▸ Record extracts
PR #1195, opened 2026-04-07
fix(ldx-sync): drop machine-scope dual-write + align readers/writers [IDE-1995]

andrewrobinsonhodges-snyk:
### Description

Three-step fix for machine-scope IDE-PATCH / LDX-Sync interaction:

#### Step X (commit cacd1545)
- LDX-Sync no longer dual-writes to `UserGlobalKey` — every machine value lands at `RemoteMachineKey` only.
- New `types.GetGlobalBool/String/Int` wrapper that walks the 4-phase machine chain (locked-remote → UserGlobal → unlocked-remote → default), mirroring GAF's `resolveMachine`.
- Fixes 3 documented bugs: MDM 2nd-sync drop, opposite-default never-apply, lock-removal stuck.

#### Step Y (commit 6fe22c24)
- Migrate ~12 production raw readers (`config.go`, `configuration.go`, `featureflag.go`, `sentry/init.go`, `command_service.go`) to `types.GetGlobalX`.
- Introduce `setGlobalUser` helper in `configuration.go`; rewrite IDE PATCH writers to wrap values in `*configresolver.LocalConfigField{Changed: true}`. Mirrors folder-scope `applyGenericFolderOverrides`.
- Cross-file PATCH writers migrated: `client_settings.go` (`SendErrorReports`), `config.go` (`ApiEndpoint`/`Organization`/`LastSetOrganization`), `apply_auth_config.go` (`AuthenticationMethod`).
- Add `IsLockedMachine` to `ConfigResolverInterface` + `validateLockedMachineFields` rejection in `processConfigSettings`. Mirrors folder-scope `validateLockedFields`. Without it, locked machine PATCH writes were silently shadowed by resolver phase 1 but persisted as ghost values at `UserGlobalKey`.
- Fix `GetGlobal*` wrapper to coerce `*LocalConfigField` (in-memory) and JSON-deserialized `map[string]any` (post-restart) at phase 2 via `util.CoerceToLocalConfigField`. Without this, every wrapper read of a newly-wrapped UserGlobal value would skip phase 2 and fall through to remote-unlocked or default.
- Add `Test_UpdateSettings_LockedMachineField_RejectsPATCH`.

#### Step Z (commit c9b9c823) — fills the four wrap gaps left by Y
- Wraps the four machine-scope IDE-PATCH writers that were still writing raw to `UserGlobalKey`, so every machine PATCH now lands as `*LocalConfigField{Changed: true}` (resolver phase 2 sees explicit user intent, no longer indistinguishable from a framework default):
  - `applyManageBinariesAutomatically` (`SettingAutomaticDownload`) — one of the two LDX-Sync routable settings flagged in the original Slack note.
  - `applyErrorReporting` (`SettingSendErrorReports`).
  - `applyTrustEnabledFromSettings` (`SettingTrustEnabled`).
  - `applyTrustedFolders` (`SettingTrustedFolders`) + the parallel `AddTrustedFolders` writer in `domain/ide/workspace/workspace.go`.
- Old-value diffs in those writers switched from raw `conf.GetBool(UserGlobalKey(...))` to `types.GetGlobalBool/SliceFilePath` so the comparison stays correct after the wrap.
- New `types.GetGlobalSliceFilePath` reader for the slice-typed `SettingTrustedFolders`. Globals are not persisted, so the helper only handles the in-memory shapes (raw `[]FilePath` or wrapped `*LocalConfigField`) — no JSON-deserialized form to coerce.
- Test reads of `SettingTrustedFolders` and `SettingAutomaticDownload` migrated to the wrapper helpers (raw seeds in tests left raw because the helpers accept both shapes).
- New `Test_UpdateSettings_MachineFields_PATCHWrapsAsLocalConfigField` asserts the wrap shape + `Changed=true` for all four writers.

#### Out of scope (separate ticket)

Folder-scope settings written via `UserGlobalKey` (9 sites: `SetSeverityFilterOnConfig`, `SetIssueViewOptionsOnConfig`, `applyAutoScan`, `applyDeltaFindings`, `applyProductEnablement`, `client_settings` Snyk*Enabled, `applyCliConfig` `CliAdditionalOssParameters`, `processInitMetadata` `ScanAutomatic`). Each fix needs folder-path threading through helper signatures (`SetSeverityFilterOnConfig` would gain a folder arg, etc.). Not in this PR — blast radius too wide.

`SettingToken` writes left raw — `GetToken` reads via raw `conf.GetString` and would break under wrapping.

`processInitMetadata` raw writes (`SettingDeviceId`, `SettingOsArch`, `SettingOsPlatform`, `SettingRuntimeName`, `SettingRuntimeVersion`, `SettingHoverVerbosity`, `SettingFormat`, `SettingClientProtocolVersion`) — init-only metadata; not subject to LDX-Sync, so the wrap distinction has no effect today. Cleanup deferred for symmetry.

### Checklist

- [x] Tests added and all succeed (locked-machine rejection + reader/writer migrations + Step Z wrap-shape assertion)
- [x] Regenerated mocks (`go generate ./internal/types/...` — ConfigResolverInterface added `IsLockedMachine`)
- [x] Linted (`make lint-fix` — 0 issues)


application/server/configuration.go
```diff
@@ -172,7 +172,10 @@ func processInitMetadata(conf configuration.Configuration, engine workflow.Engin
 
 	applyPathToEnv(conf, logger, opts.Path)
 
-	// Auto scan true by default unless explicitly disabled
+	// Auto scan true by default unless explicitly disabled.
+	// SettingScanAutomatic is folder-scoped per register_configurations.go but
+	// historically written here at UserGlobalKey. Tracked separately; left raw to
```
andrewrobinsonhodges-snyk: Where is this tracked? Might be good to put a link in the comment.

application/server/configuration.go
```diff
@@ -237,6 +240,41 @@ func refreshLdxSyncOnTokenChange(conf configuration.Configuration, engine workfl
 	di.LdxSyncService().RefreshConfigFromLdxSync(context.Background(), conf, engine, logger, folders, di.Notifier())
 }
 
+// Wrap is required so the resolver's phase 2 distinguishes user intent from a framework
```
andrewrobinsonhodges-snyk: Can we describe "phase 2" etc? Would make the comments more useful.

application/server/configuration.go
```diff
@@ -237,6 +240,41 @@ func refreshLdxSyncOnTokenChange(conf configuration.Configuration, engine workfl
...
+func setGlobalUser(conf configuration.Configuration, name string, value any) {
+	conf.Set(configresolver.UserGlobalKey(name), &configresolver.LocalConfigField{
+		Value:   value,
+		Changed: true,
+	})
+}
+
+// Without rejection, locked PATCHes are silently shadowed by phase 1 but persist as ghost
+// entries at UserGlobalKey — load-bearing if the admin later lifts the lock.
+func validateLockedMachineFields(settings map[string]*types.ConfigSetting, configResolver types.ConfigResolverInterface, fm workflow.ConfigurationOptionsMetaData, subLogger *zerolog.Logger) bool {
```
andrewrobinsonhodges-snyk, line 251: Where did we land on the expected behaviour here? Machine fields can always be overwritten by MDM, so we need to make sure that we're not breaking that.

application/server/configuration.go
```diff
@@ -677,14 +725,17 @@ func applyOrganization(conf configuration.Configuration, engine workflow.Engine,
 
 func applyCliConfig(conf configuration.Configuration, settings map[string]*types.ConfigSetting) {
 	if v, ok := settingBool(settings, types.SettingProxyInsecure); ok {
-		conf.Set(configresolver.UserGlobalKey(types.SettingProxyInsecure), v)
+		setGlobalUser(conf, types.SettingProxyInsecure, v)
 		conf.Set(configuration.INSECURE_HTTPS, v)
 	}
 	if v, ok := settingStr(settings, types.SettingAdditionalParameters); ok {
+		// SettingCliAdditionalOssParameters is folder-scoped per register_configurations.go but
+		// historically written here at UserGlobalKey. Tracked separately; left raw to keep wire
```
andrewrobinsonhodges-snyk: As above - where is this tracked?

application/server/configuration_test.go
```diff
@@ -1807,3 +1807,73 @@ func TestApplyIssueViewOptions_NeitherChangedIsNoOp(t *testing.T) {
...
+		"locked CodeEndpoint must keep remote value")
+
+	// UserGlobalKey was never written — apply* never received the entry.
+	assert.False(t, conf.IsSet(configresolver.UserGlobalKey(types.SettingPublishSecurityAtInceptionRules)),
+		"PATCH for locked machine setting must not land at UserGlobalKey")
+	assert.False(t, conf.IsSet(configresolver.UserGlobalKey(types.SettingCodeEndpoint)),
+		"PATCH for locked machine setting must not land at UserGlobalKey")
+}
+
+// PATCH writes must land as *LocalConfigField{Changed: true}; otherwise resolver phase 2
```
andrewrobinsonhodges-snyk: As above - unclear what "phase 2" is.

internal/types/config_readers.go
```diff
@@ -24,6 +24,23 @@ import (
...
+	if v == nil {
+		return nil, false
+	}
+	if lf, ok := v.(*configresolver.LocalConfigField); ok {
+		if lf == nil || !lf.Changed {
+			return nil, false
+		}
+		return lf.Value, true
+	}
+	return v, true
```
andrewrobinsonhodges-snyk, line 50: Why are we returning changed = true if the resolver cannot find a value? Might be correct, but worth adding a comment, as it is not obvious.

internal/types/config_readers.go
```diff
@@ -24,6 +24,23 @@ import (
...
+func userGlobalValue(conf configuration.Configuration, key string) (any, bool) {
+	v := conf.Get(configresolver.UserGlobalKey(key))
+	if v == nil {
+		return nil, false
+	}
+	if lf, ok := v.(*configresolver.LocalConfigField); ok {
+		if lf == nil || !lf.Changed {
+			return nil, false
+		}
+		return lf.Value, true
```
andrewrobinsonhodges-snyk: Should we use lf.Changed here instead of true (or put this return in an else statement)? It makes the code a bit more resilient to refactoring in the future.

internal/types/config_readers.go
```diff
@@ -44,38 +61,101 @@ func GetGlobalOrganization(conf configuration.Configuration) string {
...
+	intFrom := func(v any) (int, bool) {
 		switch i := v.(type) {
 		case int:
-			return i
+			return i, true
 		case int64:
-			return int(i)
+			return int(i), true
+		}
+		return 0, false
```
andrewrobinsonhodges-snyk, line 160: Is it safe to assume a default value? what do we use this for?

▸ Your objective
For every line of the entries holding the string "scoped", add one to a tally; give the final figure only.

▸ Task result
2